Overview
This node integrates with the Horizon Data Wave API to parse and crawl websites. Specifically, the Map operation discovers URLs starting from a given URL, optionally filtering them by a search term or limiting results. It can use sitemap.xml files and/or HTML links for discovery, and supports including subdomains in the results.
Common scenarios include:
- Generating a list of URLs from a website for further processing or scraping.
- Discovering site structure or content pages automatically.
- Filtering URLs based on keywords to focus on relevant pages.
For example, you might start from a homepage URL and map all linked pages containing a certain keyword, limiting the output to 1000 URLs.
Properties
| Name | Meaning |
|---|---|
| Base URL | Custom API base URL; leave empty to use the default Horizon Data Wave API endpoint. |
| URL | Starting URL for URL discovery (required). |
| Search Term | Optional keyword to filter discovered URLs by matching text. |
| Ignore Sitemap | If true, skip sitemap.xml discovery and only use HTML links for URL discovery. |
| Sitemap Only | If true, only use sitemap.xml for discovery, ignoring HTML links. |
| Include Subdomains | If true, include URLs from subdomains in the results. |
| Limit | Maximum number of URLs to return (default 1000). |
Output
The node outputs an array of JSON objects, each representing a discovered URL and its associated metadata as returned by the Horizon Data Wave API. The exact fields depend on the API response but typically include URL strings and possibly additional info about each link.
No binary data is output by this operation.
Dependencies
- Requires an API key credential for the Horizon Data Wave API.
- The node makes authenticated HTTP POST requests to the API endpoints.
- Optionally configurable base URL for the API if not using the default.
Troubleshooting
Common issues:
- Invalid or missing API credentials will cause authentication failures.
- Providing an invalid or unreachable starting URL may result in errors or empty results.

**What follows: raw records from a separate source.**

PR #2808, opened 2023-09-25
Prevent division by zero errors

mgussekloo:
Prevent division by zero errors for rare cases when images are not correctly uploaded to Wordpress.

## Issue
I had an error with images that reported a height of 0, and that led to a division by zero error white screen of death.

## Solution
Use max() to prevent division by zero.

## Impact
This shouldn't have much impact on anything.

### DIFF
--- a/lib/Image/Operation/Resize.php
+++ b/lib/Image/Operation/Resize.php
@@ -99,7 +99,7 @@ class Resize extends ImageOperation {
 		$current_size = $image->get_size();
 		$src_w = $current_size['width'];
 		$src_h = $current_size['height'];
-		$src_ratio = $src_w / $src_h;
+		$src_ratio = $src_w / max(1, $src_h);
 		if ( !$h ) {
 			$h = round($w / $src_ratio);
 		}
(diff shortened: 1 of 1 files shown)


Levdbas:
As discussed yesterday. We will port this to 2.x and maybe include this in a final release for 1.x

Levdbas (approved):

gchtr:
Hm... unless I’m missing something, if we use `max(1, $height)`, wouldn’t this cause the function to return a height that is the same as the width? So we would just assume that image is square.

Also, the following check would never run, because `$h` would never be falsey (https://github.com/timber/timber/pull/2808/files#diff-acfb97f3800030360cbd45aeebe5145dd35198d5763bb51dbc2e9993799f621eR103-R105):

```php
if ( !$h ) {
	$h = round($w / $src_ratio);
}
```

If no height can be read from the image, I think we shouldn’t crop it at all instead. We should probably add a bailout instead and a check after `get_target_sizes()` is used to prevent the cropping.

This looks like a more extensive fix and I’d rather not fix this in 1.x, but concentrate on 2.x.

Levdbas:
Hi @mgussekloo , thank you for your PR but we decided to not ship it in the last 1.x version of Timber for now. It probably needs more work than your suggested changes and we want to focus fully on 2.x now. Feel free to contribute to any outstanding issue for 2.x

PR #2823, opened 2023-10-20
Workflow: fix path to guide

Levdbas:
URL to the switch to composer guide is pointing to the wrong place in the bugreport template. Let's fix that!

We must merge this in master and v2.


nlemoine (approved):
Thanks @Levdbas !

gchtr:
@Levdbas I just merged this both in to `master` and `2.x`.

PR #2826, opened 2023-10-20
ci: Update GitHub Actions workflows

nlemoine:
## Issue

- Split each job into its own file
- Filter paths so Actions runs only when necessary (no need to run composer lint when it has not been modified)
- Add cs2pr to provide PR author direct feedback
- Add dependabot for GA
- Bump easy-coding-standards to ^12

## Solution

We should have much faster/accurate CI tests and cleaner UI view.

### DIFF
--- a/.editorconfig
+++ b/.editorconfig
@@ -14,7 +14,7 @@ trim_trailing_whitespace = true
 indent_style = spaces
 indent_size = 4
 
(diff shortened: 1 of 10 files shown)


gchtr (approved):
Wonderful, thanks @nlemoine 🎉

- Setting conflicting options like both
Ignore SitemapandSitemap Onlymay lead to unexpected behavior. - Exceeding the limit or timeout constraints could truncate results.
Error messages:
- Errors from the API are propagated; typical messages relate to network issues, invalid parameters, or authentication failures.
- To resolve, verify API credentials, check URL validity, and adjust parameters accordingly.
- Use "Continue On Fail" option in n8n to handle errors gracefully if desired.
Links and References
- Horizon Data Wave API Documentation (generic reference, actual docs should be consulted)
- n8n HTTP Request Node documentation for understanding request options and authentication setup.